Exercise goal: Give back every record precisely.
____
PR #7542, opened 2022-08-04
Convert CreateX to Cswin32

lonitra:
Convert `CreateDIBSection`,`CreateRectRgn`,`CreateCompatibleDC`,`CreateHalftonePalette`
Add conversion for `Gdi.CreatedHDC` -> `HDC` and `Gdi.HPALETTE` <-> `HPALETTE`
Move `RegionScope`, `CreateDCScope`, and `RegionTests` files

###### Microsoft Reviewers: [Open in CodeFlow](https://portal.fabricbot.ms/api/codeflow?pullrequest=https://github.com/dotnet/winforms/pull/7542)


src/System.Windows.Forms/src/System/Windows/Forms/ControlPaint.cs
```diff
@@ -166,62 +166,65 @@ public unsafe static IntPtr CreateHBitmap16Bit(Bitmap bitmap, Color background)
...
 
             byte[] bitmapInfoBuffer = ArrayPool<byte>.Shared
-                .Rent(checked((int)(sizeof(Gdi32.BITMAPINFOHEADER) + (sizeof(Gdi32.RGBQUAD) * entryCount))));
+                .Rent(checked((int)(sizeof(Gdi.BITMAPINFOHEADER) + (sizeof(Gdi.RGBQUAD) * entryCount))));
 
             // Create a DIB based on the screen DC to write into with a halftone palette
             fixed (byte* bi = bitmapInfoBuffer)
             {
-                *((Gdi32.BITMAPINFOHEADER*)bi) = new Gdi32.BITMAPINFOHEADER
+                fixed (void* ib = imageBuffer)
```
dreddy-work, line 183: can this be moved to where it is used?

dreddy-work (approved):

dreddy-work:
LGTM.

JeremyKuhne (changes requested):
Think there was an existing bug here. :)

src/System.Windows.Forms/src/System/Windows/Forms/ControlPaint.cs
JeremyKuhne: This actually would not be better to move closer. Having it here would allow you to lose a level of nesting because you could use the same block as the other fixed statement. That said, there appears to be a bug in the existing code and we probably don't need the `imageBuffer` array at all.

JeremyKuhne:
ControlPaint tests are failing, I think this might be related to the issue I discussed.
____
Answer to this problem:
PR #7542, opened 2022-08-04
Convert CreateX to Cswin32

lonitra:
Convert `CreateDIBSection`,`CreateRectRgn`,`CreateCompatibleDC`,`CreateHalftonePalette`
Add conversion for `Gdi.CreatedHDC` -> `HDC` and `Gdi.HPALETTE` <-> `HPALETTE`
Move `RegionScope`, `CreateDCScope`, and `RegionTests` files

###### Microsoft Reviewers: [Open in CodeFlow](https://portal.fabricbot.ms/api/codeflow?pullrequest=https://github.com/dotnet/winforms/pull/7542)


src/System.Windows.Forms/src/System/Windows/Forms/ControlPaint.cs
```diff
@@ -166,62 +166,65 @@ public unsafe static IntPtr CreateHBitmap16Bit(Bitmap bitmap, Color background)
...
 
             byte[] bitmapInfoBuffer = ArrayPool<byte>.Shared
-                .Rent(checked((int)(sizeof(Gdi32.BITMAPINFOHEADER) + (sizeof(Gdi32.RGBQUAD) * entryCount))));
+                .Rent(checked((int)(sizeof(Gdi.BITMAPINFOHEADER) + (sizeof(Gdi.RGBQUAD) * entryCount))));
 
             // Create a DIB based on the screen DC to write into with a halftone palette
             fixed (byte* bi = bitmapInfoBuffer)
             {
-                *((Gdi32.BITMAPINFOHEADER*)bi) = new Gdi32.BITMAPINFOHEADER
+                fixed (void* ib = imageBuffer)
```
dreddy-work, line 183: can this be moved to where it is used?

dreddy-work (approved):

dreddy-work:
LGTM.

JeremyKuhne (changes requested):
Think there was an existing bug here. :)

src/System.Windows.Forms/src/System/Windows/Forms/ControlPaint.cs
JeremyKuhne: This actually would not be better to move closer. Having it here would allow you to lose a level of nesting because you could use the same block as the other fixed statement. That said, there appears to be a bug in the existing code and we probably don't need the `imageBuffer` array at all.

JeremyKuhne:
ControlPaint tests are failing, I think this might be related to the issue I discussed.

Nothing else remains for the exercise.